Prior to the release of the D810A, a popular way to use a DSLR to shoot vibrant Halpha nebulae would be to have a camera modified after purchase, which would
void the warranty. Since the D810A incorporates a special IR Cut filter to allow
you to shoot H-alpha nebulae at 4x the contrast than with a normal DSLR,
modification is not necessary and your warranty is maintained. However, with the
addition of this IR Cut filter, this means that the camera is not well suited for
normal photography—and a color shift will occur if you use the camera in daylight
or for flash photography. This camera is designed exclusively for night landscapes
and astrophotography.
The best conditions for capturing beautiful images of the night sky are clear skies
with low light pollution and low activity in the atmosphere from winds and
moisture, also little or no moonlight that could outshine the stars or other celestial
objects you’re trying to photograph.
When shooting solar eclipses with the D810A attached to either NIKKOR lenses
or a telescope, you don’t want to point the camera at the sun without the proper
solar eclipse filters attached. Doing so can cause damage to your eyes and the
camera’s image sensor.
© Johannes Schedler
Orion Nebula • Telescope: Cassegrain 16" f/3 (1200mm) • Equatorial mount:
ASA Astro System Austria • Exposure: Manual mode, ISO 1600 • Exposure time
per image and number of composites: 60 seconds x 35 images
Deep sky photography essentials
A telescope—since deep sky photography typically requires long exposures,
having a telescope capable of tracking the object is very beneficial, and having
one on a heavy-duty polar aligned equatorial mount is best. Add an F-mount
camera adapter (optional, not sold by Nikon) used to connect the D810A to the
telescope and maybe a cable release or wireless remote (see accessories listed
at bottom of page) and you’re set. This camera imaging system is complete; the
images are recorded to the camera’s memory card unlike many other camera
designs used for astrophotography
Alternatively, you can use a NIKKOR super-telephoto lens, 200mm and longer,
attached to the D810A as well, especially for lunar and planetary image capture.

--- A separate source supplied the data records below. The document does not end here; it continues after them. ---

PR #6388, opened 2022-09-10
Remove react-native-communications

### LINKED ISSUE #6369: Email app is not opening on android
Pixel 6 does not open the email app when tapping:
- Settings > contact us
- Building hours > suggest an edit > report a problem > submit report
- SIS > open jobs > job detail > email
- Probably more I am not thinking of e.g. native directory (not presently merged)

From debugging I have experimented with:
- replacing `react-native-community/email` with `@frogpond/openUrl`.

The email app will open when we pass our `openUrl` wrapper the following url
- `mailto:${to}?cc=${cc}&bcc=${bcc}&subject=${subject}&body=${body}`

If we did choose to go with our wrapper over RNC's, we should add more error checking and data sanitizing. Mainly making sure we call
- `encodeURIComponent().join(',')` on to, cc, and bcc,
- and `encodeURIComponent()` on subject and body.

drewvolz:
This PR accomplishes a few things:
* replaces calls for opening mail and phone apps with `openUrl` – docs show this is [built-in to react native](https://reactnative.dev/docs/linking#built-in-url-schemes)
  * fixes #6369 
  * fixes opening `tel:` uri schemes on android
* tests for email and phone number parsing
* removes `react-native-communications` (not been updated since 2017, causing issues)
* removes `@types/react-native-communications`


source/components/call-phone.ts
```diff
@@ -29,3 +32,15 @@ export function callPhone(phoneNumber: string, opts?: Options): void {
 		)
 	}
 }
+
+const formatNumber = (phoneNumber: string) => {
+	let re = /(\d{3})-?(\d{3})-?(\d{4})/gu
```
hawkrives: Should we handle `+` codes (+1 111 222 3333)?

source/components/send-email.ts
```diff
@@ -13,7 +13,7 @@ type Args = {
 export function sendEmail(args: Args): void {
 	const {to = [], cc = [], bcc = [], subject = '', body = ''} = args
 	try {
-		email(to, cc, bcc, subject, body)
+		openUrl(`mailto:${to}?cc=${cc}&bcc=${bcc}&subject=${subject}&body=${body}`)
```
hawkrives: We need to make sure that we urlencode these segments

source/components/call-phone.ts
hawkrives: If not here, we should file an issue to handle it in the future.

hawkrives (dismissed):

source/components/send-email.ts
drewvolz: Yeah, I agree. I wrote up in the issue that encoding was needed and walked it back incorrectly. I'll try to not muddy the changes too much. Here's at least [how the dependency performed this](https://github.com/anarchicknight/react-native-communications/blob/05bfcdcc123d1e2380156832317a917766699c5c/AKCommunications.js).

source/components/call-phone.ts
drewvolz: We should probably try to handle that in the future. Certain numbers are also showing up as:
- NA
- Without an area code: 7863016

source/components/send-email.ts
hawkrives: I think we can use whatever we use to generate query strings elsewhere, and use it to make this one?

hawkrives: `to=${encodeUriComponent(to)}?{makeMeQueryString({cc, from, subject}, {omitEmpty: true})}` or something like that

source/components/__tests__/email.test.ts
```diff
@@ -0,0 +1,80 @@
...
+			'mailto:test%40domain.com%2Chelp%40domain.com?body=&subject=',
+		)
+	})
+
+	it('should encode the "cc" addressees', () => {
+		expect(formatEmailParts({cc: ['test@domain.com']})).toBe(
+			'mailto:?body=&cc=test%40domain.com&subject=',
+		)
+		expect(formatEmailParts({cc: ['test@domain.com', 'help@domain.com']})).toBe(
+			'mailto:?body=&cc=test%40domain.com&cc=help%40domain.com&subject=',
```
hawkrives: This seems likely problematic. I think we will need to join (but not encode) before we hand it off to openURL?

source/components/__tests__/email.test.ts
```diff
@@ -0,0 +1,80 @@
...
+		)
+	})
+
+	it('should encode the "bcc" addressees', () => {
+		expect(formatEmailParts({bcc: ['test@domain.com']})).toBe(
+			'mailto:?bcc=test%40domain.com&body=&subject=',
+		)
+		expect(
+			formatEmailParts({bcc: ['test@domain.com', 'help@domain.com']}),
```
hawkrives, line 32: Same comment as for CC:

source/components/call-phone.ts
```diff
@@ -29,3 +34,28 @@ export function callPhone(phoneNumber: string, opts?: Options): void {
 		)
 	}
 }
+
+export const formatNumber = (phoneNumber: string): string => {
+	let re = /^(1|)?(\d{3})(\d{3})(\d{4})$/u
```
hawkrives, line 39: International numbers can be anything; isn't Great Britain +83?

drewvolz:
I made a few changes:
- allow for +1 in the phone number, more robust phone number formatting
- uri encode and query stringified all of the email parts
- tests around formatting phone numbers
- tests around encoding and creating email uris

source/components/call-phone.ts
drewvolz: Yes, I agree there are country calling codes other than +1. 

Phone numbers in other countries don't all have exactly ten digits, though, so the formatting here doesn't apply internationally.

drewvolz: So we're not looking to support +83 by replacing` ^(1|)` with `^(\d|)` in the regex and `'+1 '` with `'+${match[1]} '` in the international code due to the ten digits.

source/components/__tests__/email.test.ts
drewvolz: Could you explain a little more about what the issue is?

drewvolz: I think you're questioning what happens when we do the following 

```ts
let encodedTo = encodeURIComponent(['test@domain.com', 'help@domain.com'].join(','))
let query = querystring.stringify({cc, bcc, subject, body})

return `mailto:${encodedTo}?${query}`
```

specifically the encodedTo bit

```ts
 encodeURIComponent(['test@domain.com', 'help@domain.com'].join(','))
 ```
 
 which looks great according to `openUrl`
 
telegram-cloud-photo-size-1-5542185941918132147-y

Comment (hawkrives) [reply source/components/__tests__/email.test.ts]: I think it works well for "To:" - but we aren't doing the .join for "CC:" and "BCC:". We're adding two `&cc=` parameters, instead.

```
mailto:me@me.me?cc=a@b.com&cc=b@c.com
``` 

I just want to know what happens with that. 

I would expect something more like this:

```
mailto:me@me.me?cc=a@b.com,b@c.com
```

source/components/call-phone.ts
hawkrives: Fair!

source/components/__tests__/email.test.ts
drewvolz: Oh that makes sense. I will fix this.

drewvolz: Okay. So oddly enough the implementation as-is does work for your example cc and bcc addresses.

drewvolz:
The latest set of changes provide a sanitizing flow to the query params we generate. [90aa0d2](https://github.com/StoDevX/AAO-React-Native/pull/6388/commits/90aa0d2f5c19abc49db6de96251df03119e7c700)

While the spec allows us to append more cc and bcc values as additional params, it may be simpler overall for us to handle stripping empty arrays and strings from the query altogether. At the very least it makes the tests a little easier to read.

hawkrives (approved):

Again, a very stable tripod is recommended.
Your choice of telescopes will depend on many factors. There are many types of
telescopes—most commonly used are either refracting or reflecting types. The
difference is in the way each telescope gathers light. A refracting telescope
collects light through a series of lenses. The light enters the telescope and is
focused through a lens, onto a second lens, and so forth then through the
eyepiece for the user to view. These telescopes are easier to maintain and are
usually the choice for beginners.
A reflecting telescope collects light using mirrors, which bounces the light onto a
secondary mirror and into the eyepiece. Some other designs use a combination of
lenses and mirrors to capture and direct light. Generally refractors capture a
smaller field of view, which requires more precise location and tracking, but the
detail through quality optics is usually better.
In order to capture stars as points of light, you either need to use relatively short
exposure times or place the camera on a telescope with a polar aligned equatorial
mount. An equatorial mount allows the telescope and camera to be set parallel to
the earth’s rotation. Combine this with a clock drive operating in the opposite
direction, and you can effectively counter the earth’s spin and freeze your subject
allowing for very long exposures without movement.
The tripod you use should also be sturdy enough to resist wind. These may be
weighed down with additional weights or sand bags.
To ensure you don’t cause blurring of your images when you snap each shot, use
a remote cord or wireless remote instead of pressing the camera’s shutter button.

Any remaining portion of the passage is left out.